I’ve noticed my coding skills degrading. Tasks that used to feel automatic now require more effort. Some of this is normal: you lose skills you don’t practice. But I suspect part of it comes from leaning on AI for things I used to work through myself. The thinking muscle atrophies when you outsource the thinking.
Building tools that organize my thoughts rather than replace them is an attempt to resist this. The Obsidian bot doesn’t decide what’s important. I do, through the skill definitions and the questions I ask. It handles the mechanical work of transcription, filing, and search. The synthesis stays with me.

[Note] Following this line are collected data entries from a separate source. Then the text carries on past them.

PR #1094, opened 2025-09-15
fix(rhino): units scaling for text entities

JR-Morgan:
While investigating other text related issues, I discovered issues receiving text into a document with a different unit from the original document.
image

---

Our normal unit scaling logic in rhino `ToHost` functions relies on a `GeometryBase.Transform` function call in the  `SpeckleToHostGeometryBaseTopLevelConverter` super class.

However, it looks like said `Transform` function (internal name `ON_Geometry_Transform`) does not behave the way we expected for Text entities.
It doesn't appear to scale the text height (despite it being linear units)

Interestingly `TextEntity` does have a different `Transform` overload that does appear to change text height
[`Transform(Transform, DimensionStyle)`](https://github.com/mcneel/rhino3dm/blob/71c63a8c1c87782a13a1b76c825e4b792b36fd09/src/dotnet/opennurbs/opennurbs_text.cs#L270-L289) (internal name `ON_V6_TextObject_Transform`)

---

In this PR, I've just added simple units scalling directly in the TextEntity raw converter. This breaks the pattern slightly, but given the API, I think it's the cleanest option.


bjoernsteinhagen (approved):
🫡

PR #1101, opened 2025-09-18
fix (Revit) Check if the connector is active before using

adamhathcock:
Trying to stop this error:
image


bjoernsteinhagen (commented):
Stale? #1109

adamhathcock:
Yes, I knew I had done this before.

PR #800, opened 2015-04-27
Add the --disable-warnings-as-errors flag for building Mongo 2.6

dannyfallon:
The latest versions of Xcode on Yosemite come with a version of
clang that will throw errors when compiling 2.6 from source. Since
MongoDB are unwilling to compensate with backporting the fixes from
2.7/3.0 to 2.6 we'll use their build flag. Without this it's
currently impossible to install from source on a fully up to date
Yosemite.


dannyfallon:
The PR I sent to Mongo where they told me to use the build flag: https://github.com/mongodb/mongo/pull/956

I'd really like at some stage to get clang version detection into their Scons build file, I think tha

mongodb26.rb
```diff
@@ -41,6 +41,11 @@ def install
     args << "--use-system-boost" if build.with? "boost"
     args << "--64" if MacOS.prefer_64_bit?
 
+    # Pass the --disable-warnings-as-errors flag to Scons when on Yosemite
+    # or 2.6.x won't build from source due to a Clang 3.5+ error
+    # https://github.com/mongodb/mongo/pull/956#issuecomment-94545753
+    args << "--disable-warnings-as-errors" if MacOS.version == :yosemite
```
DomT4: If this is going to impact future OS X versions as well, this should be ` if MacOS.version >= :yosemite `.

DomT4:
One little nit, but aside that given this is upstream's advice I'm happy enough to carry it.

dannyfallon:
You're right @DomT4, I've rebased so we're now using >= as the comparison operator :+1:

DomT4:
Merged in https://github.com/Homebrew/homebrew-versions/commit/44a17aab61cda9153c99987eff4a76121c1f1622. Thanks for your contribution to Homebrew, we appreciate it! :smiley_cat:.

Just for future reference, the preferred commit message for formula commits that aren't version bumps is ` mongodb26: add --disable-warnings-as-errors flag for building ` and similar. Thanks!

dannyfallon:
Thanks, I'll be sure to follow the commit message guidelines in future :ok_hand:

PR #805, opened 2015-04-29
elasticsearch: changed domains for all formulae

sj26:
Elasticsearch have changed domain names. The old download URLs no longer work. Changing the host inside the URLs seems to make them work again.

### DIFF
--- a/elasticsearch-0.20.rb
+++ b/elasticsearch-0.20.rb
@@ -3,7 +3,7 @@ require 'formula'
 class Elasticsearch020 < Formula
   homepage 'https://www.elastic.co/products/elasticsearch'
   url 'https://download.elastic.co/elasticsearch/elasticsearch/elasticsearch-0.20.6.tar.gz'
-  sha1 'f66a778ad94ea1dd69d18f8f89ce32c2383898eb'
+  sha256 '534b9fdb2fa9031f539b19cc4cfc1345bbbb013a285a21105ca87348b96b3389'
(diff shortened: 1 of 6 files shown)


elasticsearch-0.20.rb
```diff
@@ -1,8 +1,8 @@
 require 'formula'
 
 class Elasticsearch020 < Formula
-  homepage 'http://www.elasticsearch.org'
-  url 'http://download.elasticsearch.org/elasticsearch/elasticsearch/elasticsearch-0.20.6.tar.gz'
+  homepage 'https://www.elastic.co/products/elasticsearch'
+  url 'http://download.elastic.co/elasticsearch/elasticsearch/elasticsearch-0.20.6.tar.gz'
```
DomT4: Can you bump this ` url ` to ` https:// ` as well please? Thanks!

DomT4:
Thanks for the PR! Looks good. One nit with the ` https:// ` link and I'm cool with this. If you wanted to change all the SHA1 sums in the ` url ` block to `sha256` I certainly wouldn't object, but it's not mandatory.

sj26:
Updated! :-)

DomT4:
Merged in https://github.com/Homebrew/homebrew-versions/commit/b4137aabb62c662c48823b68d218fe34eb54454a. Thanks for your contribution to Homebrew, we appreciate it! :smiley_cat:

PR #809, opened 2015-05-02
mono3 (new formula)

xu-cheng:
Ref: https://github.com/Homebrew/homebrew/issues/39127


mono3.rb
```diff
@@ -0,0 +1,76 @@
...
+        </ItemGroup>
+        <Import Project="$(MSBuildBinPath)\\Microsoft.CSharp.targets" />
+      </Project>
+    EOS
+    shell_output "#{bin}/xbuild test.csproj"
+  end
+
+  def caveats; <<-EOS.undent
+    To use the assemblies from other formulae you need to set:
+      export MONO_GAC_PREFIX="#{HOMEBREW_PREFIX}"
```
DomT4: Is this still true if this Mono is `keg_only`?

xu-cheng: I'm not a mono user, so honestly I don't know.

xu-cheng: ping @directhex for help.

directhex: I'm not familiar with the terminology. What does "keg_only" mean?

Maybe this is cope. Maybe in two years I’ll look back at this and laugh at how I was clinging to some notion of cognitive autonomy while everyone else had their AI managing their (digital) lives. But the concern feels real: if you stop doing the hard thinking because something else does it for you, how will it affect your reasoning skills and creativity?
The Technical Reality
Building this took about two hours with Claude Opus. Most of it was one-shotted. Two things required iteration: switching from a Google service account to OAuth (service accounts can’t write to personal Drive storage), and using Google Drive’s native full-text search instead of having the agent read files one by one (which is very inefficient for large vaults).
For anyone technical enough to be reading this, the barrier to building something similar is low. Claude Code, Modal, Google Drive API, Telegram Bot API. All of these have free tiers or generous credits. The hardest part is defining what you actually want the tool to do, which forces you to think about what problem you’re actually solving.

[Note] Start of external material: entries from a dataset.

PR #816, opened 2015-05-07
play12 1.2.7.2

dunn:
- couldn't get the test to work with a plain `IO.popen`
- should the executable be renamed `play12` rather than introducing a conflict?

### DIFF
--- a/play12.rb
+++ b/play12.rb
@@ -1,15 +1,26 @@
-require 'formula'
-
 class Play12 < Formula
-  homepage 'http://www.playframework.org/'
-  url 'http://downloads.typesafe.com/play/1.2.7/play-1.2.7.zip'
-  sha1 '436739d9f7cc00567a7e4245413c9c1ebf886797'
+  homepage "http://www.playframework.org/"
+  url "http://downloads.typesafe.com/play/1.2.7.2/play-1.2.7.2.zip"
+  sha256 "4fc610e2db0993fee3daf01527ba5ca57a9ad970c429733415ee59b55064b322"
+
+  conflicts_with "sox", :because => "Both install a `play` executable"
 
   def install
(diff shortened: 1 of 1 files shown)


play12.rb
```diff
@@ -1,15 +1,26 @@
...
+
+  conflicts_with "sox", :because => "Both install a `play` executable"
 
   def install
-    rm_rf 'python' # we don't need the bundled Python for windows
-    rm Dir['*.bat']
-    libexec.install Dir['*']
-    bin.mkpath
-    ln_s libexec+'play', bin
+    rm_rf "python" # we don"t need the bundled Python for windows
```
DomT4: Replace all has bitten you here :)

DomT4:
> should the executable be renamed play12 rather than introducing a conflict?

We usually just conflict. Generally don't rename binaries unless it's something users expect, i.e. it happens upstream and/or other package managers. Open to persuasion though if it happens elsewhere.

play12.rb
xu-cheng: @dunn A small tip:

Instead of using global replace to fix double quotes, you can just run `brew style --fix <formula>` if `HOMEBREW_DEVELOPER` is set.

dunn: @xu-cheng that's great to know, thanks!

dunn:
We don't add `conflicts_with` to core formula when the conflict is with a tap, right? `sox.rb` doesn't need to be changed?

DomT4:
Merged in https://github.com/Homebrew/homebrew-versions/commit/bf77f34ee6283969ba555315a3c66f2c4715de19, Thanks!

> We don't add conflicts_with to core formula when the conflict is with a tap, right?

Nope, core formulae remain untouched in this situation :+1:.

PR #819, opened 2015-05-09
play13 1.3.1

dunn:


play13.rb
```diff
@@ -10,12 +10,26 @@ class Play13 < Formula
     sha1 "260e3924f28c9f7df7b54a7e90d4a03a764691e7" => :mountain_lion
   end
 
+  conflicts_with "sox", :because => "Both install a `play` executable"
+  conflicts_with "play12", :because => "Both install a `play` executable"
```
dunn: Does this need the full name `homebrew/versions/play12`?

DomT4: Since it's in the same tap, nope :).

DomT4:
Merged in https://github.com/Homebrew/homebrew-versions/commit/9fe827d136967bc3230a228e039da876fc7c70ca, Thanks again! :heart:.

PR #827, opened 2015-05-13
protobuf240a: fix dead url

DomT4:
Upstream moved to Github, didn't take this download with them, Debian/Ubuntu/MacPorts don't mirror.


DomT4:
CC @Homebrew/owners for agreement/disagreement.

mikemcquaid:
I'd consider Googling for `protobuf-2.4.0a.tar.bz2` and finding something with a matching checksum. Personally I'm of the view that we should be less aggressive boneyarding stuff from versions.

DomT4:
I did a fairly thorough 8+ page Google and DuckDuckGo hunt before I opened this PR. I also checked Debian, Ubuntu and MacPorts for mirrors.

Somewhat miraculously, Launchpad has a working copy even though it's not in the main Linux mirrors. It's `tar.gz` rather than what we ship now, so obviously the checksum can't be verified at all, but apparently Launchpad are the only people in the world still mirroring it.

Guess it gets to live to fight another day. Presuming it still compiles.

mikemcquaid:
I dunno, if it's `.tar.bz2` and in a place on LaunchPad that could go away in future that might be reason to boneyard it.

DomT4:
It hasn't moved from Launchpad in 3 years. Unless we get super unlucky I can't imagine it'll vanish soon. I managed to verify the checksum of the download against Debian's release from the time. If you want to keep carrying it, I'm happy enough on the checksum verification to change the PR to a url change.

mikemcquaid:
Cool, works for me :+1:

The Question of Accessibility
It’s easy for me to say “build your own tools” because I’m a programmer. But I wonder if this approach scales. Claude Code and similar tools are lowering the bar for non-technical people to build custom software. The question is whether the learning curve is actually as low as it seems from my immersed perspective.
I don’t have a good answer to this. Maybe the right frame isn’t “everyone should build their own AI tools” but rather “the tools you adopt should be commensurate with the problems you have.” If you genuinely need an agent with full computer access, fine. But if your actual problem is narrower, maybe a narrower tool is the right solution.
What I’m Not Saying
I’m not saying autonomous agents are bad or that people who use them are making a mistake. There are legitimate use cases where broad capability makes sense. If you’re running a complex business operation and need an AI to coordinate across multiple systems, constraints might be counterproductive.

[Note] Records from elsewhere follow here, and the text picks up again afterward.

PR #831, opened 2015-05-16
gcc5: disable Go support

### LINKED ISSUE #830: Does gcc5's gccgo actually work?
As of gcc 4.9 it didn't. If it doesn't work, we should remove the option.

rhencke:
Closes #830.

### DIFF
--- a/gcc5.rb
+++ b/gcc5.rb
@@ -33,9 +33,10 @@ class Gcc5 < Formula
     sha256 "5cc7eaaab1dd29879109ccf896f91c691ba6267a997288ee526e3f21479a8f02" => :mountain_lion
   end
 
+  # GCC's Go compiler is not currently supported on Mac OS X.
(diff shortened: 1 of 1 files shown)


rhencke:
(Sorry, I think I confused the build bot by pushing a new commit to this request mid-build.  Is there a way to re-trigger the build?)

DomT4:
Don't worry about it. We're not updating the bottle since it doesn't change anything that would or wouldn't already be in the bottle, so we can just pull the change.

It passed the one bot which shows you didn't cause any audit failures, and since the `go` build element was never tested in the first place because of it being `optional` I'm happy to pull without an across-the-board green tick.

rhencke:
Much obliged - thank you. :)

DomT4:
Merged in https://github.com/Homebrew/homebrew-versions/commit/24ef9ca402cbb8db88b6b78f7b9bec3fc91c9154. Thanks for your contribution to Homebrew, we appreciate it! :smiley_cat:

PR #832, opened 2015-05-17
Pullrequests/solr510

Philippe-Caparroy:


DomT4:
Commits need squashing here as well please. I'm not against it, but curious why you're submitting it to versions when this very version already exists in the Core? We do this for other things, but it's not super-common enough that my curiosity isn't piqued.

Philippe-Caparroy:
Ok, I'm sorry. Firstly I didn't noticed that the solr formula in the core was just for the latest version. So there are no reasons to re submit to homebrew-versions. Should I do something to close my pull request?
 Secondly I apparently misunderstood that the core was for latest versions? Therefore should I submit the ganglia formula to the core, as the ganglia formula allready present in the core is 3.6.0, and the one I submitted is for the latest release : 3.7.1?
Thanks in advance.

DomT4:
Yeah. Homebrew/homebrew always takes the latest stable version of something, *unless* that new stable version is drastically incompatible with an existing dependency, dependant, or is just likely to break things for users more regularly than expected. Versions only takes newer stuff when the above is true, generally.

Unless one of the above is true, you should submit the `ganglia` PR in Versions here as an update to the existing `ganglia` in Homebrew/homebrew :).

DomT4:
Closing here. Will welcome resubmission once the Homebrew/homebrew formula is no longer on `solr-5.1.0`, Thanks!

PR #837, opened 2015-05-23
Rubies

DomT4:
Prune dead mirrors, fix OpenSSL linkage, add tests, fix style issues, etc.


DomT4:
Sigh. Mountain Lion. Looks like a race, will kill the parallel and try again.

What I am saying is that the default shouldn’t be “give the AI everything and see what happens.” The default should be “what’s the smallest scope that actually solves my problem?” Start constrained. Add capabilities when you hit real limitations. That way you maintain visibility into what the tool is doing and why.
What’s Next
The Obsidian bot is still evolving. I want to add calendar integration so it can pull meeting context into daily digests. I might add email summaries at some point, though I’m wary of scope creep. The goal is to keep it focused on a single domain with clear boundaries, even as I add capabilities within that domain.
The interesting part of this setup isn’t the code. It’s the skill definitions that tell Claude how to process different types of input. Those are just markdown files with instructions. The power comes from being specific about what you want.
The broader point stands regardless of whether you adopt my particular solution. In a world where AI can do almost anything, the question of what you should let it do becomes important. Constraints aren’t just about security. They’re about maintaining clarity on what problems you’re solving and keeping yourself in the loop on the thinking that matters.